> DIRECTIONS: The records below must be returned in full and unaltered.

> EXTRACTED DATA:
PR #316, opened 2017-11-22
Test cloud error message improvements

owenniblock:
### Motivation
Users have been sending just the environment message, so to help support we should explicitly ask for both the environment message and the error message before hand.

### Changes

- Slight alteration to blanket error message to ask for both env message and error message.
- Better messages for test-cloud.exe error codes.

### DIFF
--- a/src/commands/test/lib/run-tests-command.ts
+++ b/src/commands/test/lib/run-tests-command.ts
@@ -154,7 +154,7 @@ export abstract class RunTestsCommand extends AppCommand {
       let message : string = null;
       let profile = getUser();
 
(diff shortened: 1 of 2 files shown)


src/commands/test/lib/run-tests-command.ts
```diff
@@ -154,7 +154,7 @@ export abstract class RunTestsCommand extends AppCommand {
       let message : string = null;
       let profile = getUser();
 
-      let helpMessage = `Further error details: For help, please send the following information to us by going to https://mobile.azure.com/apps and starting a new conversation (using the icon in the bottom right corner of the screen)${os.EOL}
+      let helpMessage = `Further error details: For help, please send both the reported error above and the following environment information to us by going to https://mobile.azure.com/apps and starting a new conversation (using the icon in the bottom right corner of the screen)${os.EOL}
```
christav: Wrong url in help message.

> WORKED SOLUTION:
PR #316, opened 2017-11-22
Test cloud error message improvements

owenniblock:
### Motivation
Users have been sending just the environment message, so to help support we should explicitly ask for both the environment message and the error message before hand.

### Changes

- Slight alteration to blanket error message to ask for both env message and error message.
- Better messages for test-cloud.exe error codes.

### DIFF
--- a/src/commands/test/lib/run-tests-command.ts
+++ b/src/commands/test/lib/run-tests-command.ts
@@ -154,7 +154,7 @@ export abstract class RunTestsCommand extends AppCommand {
       let message : string = null;
       let profile = getUser();
 
(diff shortened: 1 of 2 files shown)


src/commands/test/lib/run-tests-command.ts
```diff
@@ -154,7 +154,7 @@ export abstract class RunTestsCommand extends AppCommand {
       let message : string = null;
       let profile = getUser();
 
-      let helpMessage = `Further error details: For help, please send the following information to us by going to https://mobile.azure.com/apps and starting a new conversation (using the icon in the bottom right corner of the screen)${os.EOL}
+      let helpMessage = `Further error details: For help, please send both the reported error above and the following environment information to us by going to https://mobile.azure.com/apps and starting a new conversation (using the icon in the bottom right corner of the screen)${os.EOL}
```
christav: Wrong url in help message.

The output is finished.